Stored data entries:
======

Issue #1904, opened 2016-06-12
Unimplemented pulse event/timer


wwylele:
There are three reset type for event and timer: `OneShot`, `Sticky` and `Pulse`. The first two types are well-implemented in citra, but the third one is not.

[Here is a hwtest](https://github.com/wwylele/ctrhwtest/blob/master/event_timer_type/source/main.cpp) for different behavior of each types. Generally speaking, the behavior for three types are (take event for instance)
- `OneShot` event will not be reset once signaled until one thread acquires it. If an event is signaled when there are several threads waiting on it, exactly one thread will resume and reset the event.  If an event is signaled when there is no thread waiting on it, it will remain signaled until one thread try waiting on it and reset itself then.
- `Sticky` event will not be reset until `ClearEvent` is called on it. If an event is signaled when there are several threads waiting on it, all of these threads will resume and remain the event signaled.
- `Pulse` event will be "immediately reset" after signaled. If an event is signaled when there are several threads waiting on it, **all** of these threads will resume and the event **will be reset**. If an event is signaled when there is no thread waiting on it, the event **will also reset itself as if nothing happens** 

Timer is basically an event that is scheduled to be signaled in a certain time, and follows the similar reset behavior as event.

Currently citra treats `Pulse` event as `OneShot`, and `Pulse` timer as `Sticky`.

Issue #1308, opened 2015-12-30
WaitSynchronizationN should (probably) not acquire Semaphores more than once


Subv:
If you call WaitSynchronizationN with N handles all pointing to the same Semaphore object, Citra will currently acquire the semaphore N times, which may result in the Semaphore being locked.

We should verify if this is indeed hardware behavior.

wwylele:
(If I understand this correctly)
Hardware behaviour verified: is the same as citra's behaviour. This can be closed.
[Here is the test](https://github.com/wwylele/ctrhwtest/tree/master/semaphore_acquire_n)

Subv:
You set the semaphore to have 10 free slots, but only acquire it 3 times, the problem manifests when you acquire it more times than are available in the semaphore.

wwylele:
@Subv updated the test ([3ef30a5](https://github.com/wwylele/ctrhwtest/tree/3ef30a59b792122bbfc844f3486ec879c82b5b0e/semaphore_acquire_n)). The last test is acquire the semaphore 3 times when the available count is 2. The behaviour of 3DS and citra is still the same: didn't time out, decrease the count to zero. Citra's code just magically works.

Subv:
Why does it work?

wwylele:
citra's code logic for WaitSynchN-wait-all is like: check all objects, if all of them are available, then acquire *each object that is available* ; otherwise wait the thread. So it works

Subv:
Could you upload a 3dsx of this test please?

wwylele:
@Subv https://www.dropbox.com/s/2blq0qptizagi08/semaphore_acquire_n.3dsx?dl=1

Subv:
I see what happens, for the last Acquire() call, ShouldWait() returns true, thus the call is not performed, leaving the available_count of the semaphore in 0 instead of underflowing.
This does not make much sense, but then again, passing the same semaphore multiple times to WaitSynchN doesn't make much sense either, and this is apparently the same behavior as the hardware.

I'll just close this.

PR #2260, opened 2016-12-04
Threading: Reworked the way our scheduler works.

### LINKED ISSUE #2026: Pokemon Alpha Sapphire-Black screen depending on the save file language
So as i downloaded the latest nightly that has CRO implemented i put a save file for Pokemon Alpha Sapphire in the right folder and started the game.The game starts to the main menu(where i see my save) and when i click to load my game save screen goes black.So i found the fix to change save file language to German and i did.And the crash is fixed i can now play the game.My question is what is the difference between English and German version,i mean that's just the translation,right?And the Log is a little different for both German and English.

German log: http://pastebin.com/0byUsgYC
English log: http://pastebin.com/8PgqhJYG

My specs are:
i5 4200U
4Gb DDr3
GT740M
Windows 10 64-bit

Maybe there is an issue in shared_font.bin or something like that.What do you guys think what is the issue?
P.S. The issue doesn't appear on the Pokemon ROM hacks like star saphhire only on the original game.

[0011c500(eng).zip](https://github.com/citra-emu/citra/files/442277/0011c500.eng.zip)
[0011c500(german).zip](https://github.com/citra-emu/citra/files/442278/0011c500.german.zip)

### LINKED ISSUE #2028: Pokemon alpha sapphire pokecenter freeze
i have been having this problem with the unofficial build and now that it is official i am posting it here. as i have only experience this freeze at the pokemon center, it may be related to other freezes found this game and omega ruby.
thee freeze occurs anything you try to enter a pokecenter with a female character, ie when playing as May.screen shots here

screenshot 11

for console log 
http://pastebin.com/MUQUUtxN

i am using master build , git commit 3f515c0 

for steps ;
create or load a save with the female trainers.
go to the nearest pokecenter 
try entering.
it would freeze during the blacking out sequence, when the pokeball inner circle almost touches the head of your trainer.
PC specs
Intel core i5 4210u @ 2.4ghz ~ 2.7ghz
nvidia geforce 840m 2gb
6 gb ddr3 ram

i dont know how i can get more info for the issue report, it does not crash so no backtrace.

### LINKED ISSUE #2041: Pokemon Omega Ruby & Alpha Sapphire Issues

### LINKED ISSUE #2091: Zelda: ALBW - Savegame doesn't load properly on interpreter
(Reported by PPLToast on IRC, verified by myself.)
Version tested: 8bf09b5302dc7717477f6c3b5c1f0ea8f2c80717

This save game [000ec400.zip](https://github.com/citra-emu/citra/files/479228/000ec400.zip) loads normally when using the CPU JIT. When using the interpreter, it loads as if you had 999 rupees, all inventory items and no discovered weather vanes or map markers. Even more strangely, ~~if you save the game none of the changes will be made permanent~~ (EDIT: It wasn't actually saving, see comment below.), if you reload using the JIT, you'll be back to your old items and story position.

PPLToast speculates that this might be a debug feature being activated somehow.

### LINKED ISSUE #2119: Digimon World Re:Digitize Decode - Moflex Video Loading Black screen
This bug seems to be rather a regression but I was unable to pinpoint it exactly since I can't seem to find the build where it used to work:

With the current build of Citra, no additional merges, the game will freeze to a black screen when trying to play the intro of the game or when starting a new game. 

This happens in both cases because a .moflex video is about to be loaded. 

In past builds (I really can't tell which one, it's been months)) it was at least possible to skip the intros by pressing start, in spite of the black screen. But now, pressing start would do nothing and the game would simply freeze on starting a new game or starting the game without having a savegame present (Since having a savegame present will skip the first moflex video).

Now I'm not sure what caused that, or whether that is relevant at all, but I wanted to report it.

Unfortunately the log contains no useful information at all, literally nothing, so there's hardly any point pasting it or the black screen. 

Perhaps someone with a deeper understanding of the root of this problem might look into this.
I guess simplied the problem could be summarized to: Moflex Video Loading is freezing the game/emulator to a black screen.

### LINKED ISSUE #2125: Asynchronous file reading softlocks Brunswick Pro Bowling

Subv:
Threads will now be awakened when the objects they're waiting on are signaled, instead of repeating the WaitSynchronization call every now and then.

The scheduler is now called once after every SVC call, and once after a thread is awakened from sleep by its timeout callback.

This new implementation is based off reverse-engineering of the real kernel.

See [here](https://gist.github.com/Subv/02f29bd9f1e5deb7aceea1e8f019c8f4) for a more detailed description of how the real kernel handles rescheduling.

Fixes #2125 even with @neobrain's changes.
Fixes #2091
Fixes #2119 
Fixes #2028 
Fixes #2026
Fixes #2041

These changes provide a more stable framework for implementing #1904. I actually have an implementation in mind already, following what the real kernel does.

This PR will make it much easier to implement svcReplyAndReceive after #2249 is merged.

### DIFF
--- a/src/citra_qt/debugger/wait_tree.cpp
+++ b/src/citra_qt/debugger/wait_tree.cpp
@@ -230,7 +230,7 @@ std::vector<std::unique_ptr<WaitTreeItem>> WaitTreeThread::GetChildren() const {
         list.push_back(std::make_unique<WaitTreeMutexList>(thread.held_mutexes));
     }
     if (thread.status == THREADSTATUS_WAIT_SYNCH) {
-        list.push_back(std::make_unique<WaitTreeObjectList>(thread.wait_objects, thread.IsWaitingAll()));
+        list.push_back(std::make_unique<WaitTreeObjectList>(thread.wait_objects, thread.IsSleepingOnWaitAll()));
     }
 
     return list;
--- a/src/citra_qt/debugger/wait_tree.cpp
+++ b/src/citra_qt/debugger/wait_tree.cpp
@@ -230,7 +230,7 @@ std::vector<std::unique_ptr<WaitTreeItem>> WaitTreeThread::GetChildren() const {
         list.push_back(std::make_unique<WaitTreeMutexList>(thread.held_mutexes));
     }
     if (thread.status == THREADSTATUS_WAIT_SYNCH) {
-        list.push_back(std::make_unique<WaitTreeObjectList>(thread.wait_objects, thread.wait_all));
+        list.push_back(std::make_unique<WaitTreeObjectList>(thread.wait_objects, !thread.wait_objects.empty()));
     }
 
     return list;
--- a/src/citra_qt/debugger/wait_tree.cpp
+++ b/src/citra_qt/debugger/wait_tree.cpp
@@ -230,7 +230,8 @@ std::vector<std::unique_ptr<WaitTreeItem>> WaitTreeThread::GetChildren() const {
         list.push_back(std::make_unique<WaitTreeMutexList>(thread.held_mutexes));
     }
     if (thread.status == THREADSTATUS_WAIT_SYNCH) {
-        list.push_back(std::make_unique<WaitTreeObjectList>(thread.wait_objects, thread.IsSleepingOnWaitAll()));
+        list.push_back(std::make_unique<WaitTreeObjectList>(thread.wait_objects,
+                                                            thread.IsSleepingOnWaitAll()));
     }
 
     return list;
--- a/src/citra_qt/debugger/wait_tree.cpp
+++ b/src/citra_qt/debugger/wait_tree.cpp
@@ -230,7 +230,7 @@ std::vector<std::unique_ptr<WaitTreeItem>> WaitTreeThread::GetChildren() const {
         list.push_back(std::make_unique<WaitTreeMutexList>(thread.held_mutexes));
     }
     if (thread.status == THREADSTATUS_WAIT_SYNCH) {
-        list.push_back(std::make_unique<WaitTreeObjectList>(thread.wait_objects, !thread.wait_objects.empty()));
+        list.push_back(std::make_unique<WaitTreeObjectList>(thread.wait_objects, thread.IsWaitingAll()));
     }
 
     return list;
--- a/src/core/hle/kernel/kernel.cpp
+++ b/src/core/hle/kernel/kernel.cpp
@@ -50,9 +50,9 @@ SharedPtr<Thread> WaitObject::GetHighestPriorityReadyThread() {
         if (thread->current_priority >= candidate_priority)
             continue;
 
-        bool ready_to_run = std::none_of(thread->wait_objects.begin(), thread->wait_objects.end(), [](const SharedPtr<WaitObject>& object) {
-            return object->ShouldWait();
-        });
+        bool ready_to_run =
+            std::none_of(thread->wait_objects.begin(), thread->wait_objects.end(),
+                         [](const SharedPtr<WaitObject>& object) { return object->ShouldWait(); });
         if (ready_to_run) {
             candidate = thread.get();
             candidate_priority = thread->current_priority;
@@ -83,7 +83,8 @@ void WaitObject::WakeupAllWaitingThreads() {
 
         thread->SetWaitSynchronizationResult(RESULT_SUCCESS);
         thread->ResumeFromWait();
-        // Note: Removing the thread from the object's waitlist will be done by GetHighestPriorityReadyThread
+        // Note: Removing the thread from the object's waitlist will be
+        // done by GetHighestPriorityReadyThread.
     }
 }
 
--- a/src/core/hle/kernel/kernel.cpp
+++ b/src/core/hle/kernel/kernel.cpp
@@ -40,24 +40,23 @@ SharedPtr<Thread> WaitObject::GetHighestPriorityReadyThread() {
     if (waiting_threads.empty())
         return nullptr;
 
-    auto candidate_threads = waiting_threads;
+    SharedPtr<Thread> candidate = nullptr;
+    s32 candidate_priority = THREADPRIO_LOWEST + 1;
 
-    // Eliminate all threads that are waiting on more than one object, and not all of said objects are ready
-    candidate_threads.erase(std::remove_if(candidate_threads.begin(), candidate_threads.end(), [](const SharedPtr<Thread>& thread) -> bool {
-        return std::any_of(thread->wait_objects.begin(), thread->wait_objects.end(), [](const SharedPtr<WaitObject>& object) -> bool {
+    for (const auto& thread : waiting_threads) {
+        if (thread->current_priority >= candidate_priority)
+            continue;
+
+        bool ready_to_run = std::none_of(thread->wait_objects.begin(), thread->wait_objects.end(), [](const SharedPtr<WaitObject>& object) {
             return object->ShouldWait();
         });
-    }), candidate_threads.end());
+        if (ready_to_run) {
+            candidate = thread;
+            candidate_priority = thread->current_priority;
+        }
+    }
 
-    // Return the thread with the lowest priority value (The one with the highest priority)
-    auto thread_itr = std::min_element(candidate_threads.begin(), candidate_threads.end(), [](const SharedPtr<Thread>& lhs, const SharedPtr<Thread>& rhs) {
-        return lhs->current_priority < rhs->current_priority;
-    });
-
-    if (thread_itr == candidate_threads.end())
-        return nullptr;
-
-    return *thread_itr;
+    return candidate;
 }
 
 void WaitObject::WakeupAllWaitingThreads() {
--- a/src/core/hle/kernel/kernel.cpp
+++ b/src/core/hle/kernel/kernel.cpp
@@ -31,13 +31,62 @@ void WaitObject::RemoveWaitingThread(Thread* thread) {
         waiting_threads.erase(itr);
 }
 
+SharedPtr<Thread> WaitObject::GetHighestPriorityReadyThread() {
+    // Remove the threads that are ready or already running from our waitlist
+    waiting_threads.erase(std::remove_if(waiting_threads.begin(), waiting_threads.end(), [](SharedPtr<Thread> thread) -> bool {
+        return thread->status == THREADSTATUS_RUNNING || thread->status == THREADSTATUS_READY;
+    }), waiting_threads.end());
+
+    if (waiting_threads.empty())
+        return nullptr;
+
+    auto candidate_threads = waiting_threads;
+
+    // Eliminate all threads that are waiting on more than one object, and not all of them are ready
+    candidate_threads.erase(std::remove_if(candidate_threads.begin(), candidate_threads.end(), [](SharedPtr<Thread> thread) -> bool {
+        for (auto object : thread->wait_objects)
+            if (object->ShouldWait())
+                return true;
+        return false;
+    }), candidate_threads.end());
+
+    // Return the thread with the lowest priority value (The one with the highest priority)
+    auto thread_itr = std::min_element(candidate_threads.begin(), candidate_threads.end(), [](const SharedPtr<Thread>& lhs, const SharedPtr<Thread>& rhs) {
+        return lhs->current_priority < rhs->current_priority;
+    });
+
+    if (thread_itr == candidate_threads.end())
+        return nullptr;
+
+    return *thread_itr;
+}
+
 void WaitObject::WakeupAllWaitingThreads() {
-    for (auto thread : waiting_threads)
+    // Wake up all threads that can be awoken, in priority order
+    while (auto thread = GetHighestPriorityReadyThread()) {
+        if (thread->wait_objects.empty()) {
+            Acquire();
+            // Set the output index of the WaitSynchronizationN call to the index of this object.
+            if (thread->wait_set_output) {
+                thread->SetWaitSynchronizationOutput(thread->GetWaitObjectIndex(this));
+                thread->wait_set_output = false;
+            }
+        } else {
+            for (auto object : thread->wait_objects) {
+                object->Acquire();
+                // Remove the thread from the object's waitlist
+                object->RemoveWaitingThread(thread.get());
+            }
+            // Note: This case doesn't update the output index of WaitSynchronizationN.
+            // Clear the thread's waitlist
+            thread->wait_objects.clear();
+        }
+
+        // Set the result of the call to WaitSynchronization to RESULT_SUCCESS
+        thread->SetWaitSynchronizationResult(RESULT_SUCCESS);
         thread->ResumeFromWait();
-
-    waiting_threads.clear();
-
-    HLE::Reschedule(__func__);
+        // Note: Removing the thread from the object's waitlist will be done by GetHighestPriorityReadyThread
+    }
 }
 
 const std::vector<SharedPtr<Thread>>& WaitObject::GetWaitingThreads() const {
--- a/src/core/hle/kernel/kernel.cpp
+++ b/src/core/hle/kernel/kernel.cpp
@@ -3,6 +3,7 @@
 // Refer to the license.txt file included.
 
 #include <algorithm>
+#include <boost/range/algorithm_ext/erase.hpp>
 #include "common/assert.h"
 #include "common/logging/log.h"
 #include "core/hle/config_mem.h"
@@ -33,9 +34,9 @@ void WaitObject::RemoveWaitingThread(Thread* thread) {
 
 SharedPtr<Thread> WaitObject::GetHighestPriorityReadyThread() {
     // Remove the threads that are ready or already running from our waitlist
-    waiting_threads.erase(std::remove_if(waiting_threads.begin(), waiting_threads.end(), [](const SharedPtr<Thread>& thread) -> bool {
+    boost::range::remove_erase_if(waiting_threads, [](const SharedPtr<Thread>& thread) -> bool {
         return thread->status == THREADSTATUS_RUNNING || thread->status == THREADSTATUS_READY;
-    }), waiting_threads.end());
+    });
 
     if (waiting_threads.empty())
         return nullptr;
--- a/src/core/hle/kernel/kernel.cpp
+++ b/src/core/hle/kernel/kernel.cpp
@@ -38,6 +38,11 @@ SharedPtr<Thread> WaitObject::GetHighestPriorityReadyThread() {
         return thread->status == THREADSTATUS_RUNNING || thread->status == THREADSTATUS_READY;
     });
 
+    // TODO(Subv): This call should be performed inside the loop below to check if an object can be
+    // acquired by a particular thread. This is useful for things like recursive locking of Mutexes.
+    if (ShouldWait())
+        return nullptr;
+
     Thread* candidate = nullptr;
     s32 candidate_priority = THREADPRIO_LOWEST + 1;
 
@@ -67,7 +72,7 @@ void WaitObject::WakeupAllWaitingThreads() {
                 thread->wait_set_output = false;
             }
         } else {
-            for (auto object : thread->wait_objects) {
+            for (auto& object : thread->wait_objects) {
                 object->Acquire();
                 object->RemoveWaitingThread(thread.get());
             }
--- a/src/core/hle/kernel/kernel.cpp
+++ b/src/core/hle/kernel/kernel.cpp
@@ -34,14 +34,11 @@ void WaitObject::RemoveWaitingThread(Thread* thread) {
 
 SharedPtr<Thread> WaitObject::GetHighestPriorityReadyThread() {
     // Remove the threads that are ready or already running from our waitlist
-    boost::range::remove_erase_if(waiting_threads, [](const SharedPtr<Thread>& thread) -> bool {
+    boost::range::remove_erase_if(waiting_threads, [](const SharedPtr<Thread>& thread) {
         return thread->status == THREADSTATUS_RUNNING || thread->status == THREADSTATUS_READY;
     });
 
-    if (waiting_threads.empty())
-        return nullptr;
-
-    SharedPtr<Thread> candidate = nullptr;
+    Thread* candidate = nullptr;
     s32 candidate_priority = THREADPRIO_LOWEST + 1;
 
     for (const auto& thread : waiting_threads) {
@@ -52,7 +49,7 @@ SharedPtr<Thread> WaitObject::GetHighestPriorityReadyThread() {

======

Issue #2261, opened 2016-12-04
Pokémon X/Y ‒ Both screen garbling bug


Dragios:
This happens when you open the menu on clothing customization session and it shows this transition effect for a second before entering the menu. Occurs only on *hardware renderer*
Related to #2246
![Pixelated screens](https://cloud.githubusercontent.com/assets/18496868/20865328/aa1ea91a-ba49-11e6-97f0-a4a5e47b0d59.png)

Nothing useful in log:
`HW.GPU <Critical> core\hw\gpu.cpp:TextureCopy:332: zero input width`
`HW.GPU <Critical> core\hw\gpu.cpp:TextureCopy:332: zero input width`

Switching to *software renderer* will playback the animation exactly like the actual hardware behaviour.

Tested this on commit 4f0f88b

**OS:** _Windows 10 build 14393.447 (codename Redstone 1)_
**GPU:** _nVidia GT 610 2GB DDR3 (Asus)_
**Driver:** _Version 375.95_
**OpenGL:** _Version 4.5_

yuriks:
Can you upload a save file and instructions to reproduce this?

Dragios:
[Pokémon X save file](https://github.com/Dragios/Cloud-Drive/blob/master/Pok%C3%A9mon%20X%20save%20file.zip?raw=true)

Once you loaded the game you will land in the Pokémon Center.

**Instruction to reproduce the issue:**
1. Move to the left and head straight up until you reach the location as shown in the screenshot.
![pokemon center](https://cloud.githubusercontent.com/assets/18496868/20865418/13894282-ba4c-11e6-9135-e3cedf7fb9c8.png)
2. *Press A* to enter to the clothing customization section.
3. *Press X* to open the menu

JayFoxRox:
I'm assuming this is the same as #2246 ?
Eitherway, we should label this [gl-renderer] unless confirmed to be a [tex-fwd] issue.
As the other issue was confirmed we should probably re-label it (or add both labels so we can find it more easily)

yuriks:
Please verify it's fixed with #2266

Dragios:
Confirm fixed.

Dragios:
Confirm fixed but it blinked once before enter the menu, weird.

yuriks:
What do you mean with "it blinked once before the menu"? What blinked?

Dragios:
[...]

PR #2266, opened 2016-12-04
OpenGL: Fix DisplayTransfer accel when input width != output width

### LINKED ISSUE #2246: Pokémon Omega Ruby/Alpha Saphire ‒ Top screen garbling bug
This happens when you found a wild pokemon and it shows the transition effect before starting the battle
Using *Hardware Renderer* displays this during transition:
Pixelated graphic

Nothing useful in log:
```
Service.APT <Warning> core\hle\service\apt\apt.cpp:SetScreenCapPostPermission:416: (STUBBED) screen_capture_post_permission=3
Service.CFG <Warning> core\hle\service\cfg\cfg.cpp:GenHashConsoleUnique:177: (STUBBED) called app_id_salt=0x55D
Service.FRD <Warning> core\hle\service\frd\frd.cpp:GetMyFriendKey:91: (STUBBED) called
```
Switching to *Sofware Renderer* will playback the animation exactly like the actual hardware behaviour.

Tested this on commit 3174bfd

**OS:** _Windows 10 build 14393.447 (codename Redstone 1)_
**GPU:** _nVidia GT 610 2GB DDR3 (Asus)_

======

Your assignment: All lines above from the one holding "Issue #1904, opened 2016-06-12" to the one holding "event for instance)", inclusive, are to be copied exactly; no other line is wanted.

Exercise output:
Issue #1904, opened 2016-06-12
Unimplemented pulse event/timer


wwylele:
There are three reset type for event and timer: `OneShot`, `Sticky` and `Pulse`. The first two types are well-implemented in citra, but the third one is not.

[Here is a hwtest](https://github.com/wwylele/ctrhwtest/blob/master/event_timer_type/source/main.cpp) for different behavior of each types. Generally speaking, the behavior for three types are (take event for instance)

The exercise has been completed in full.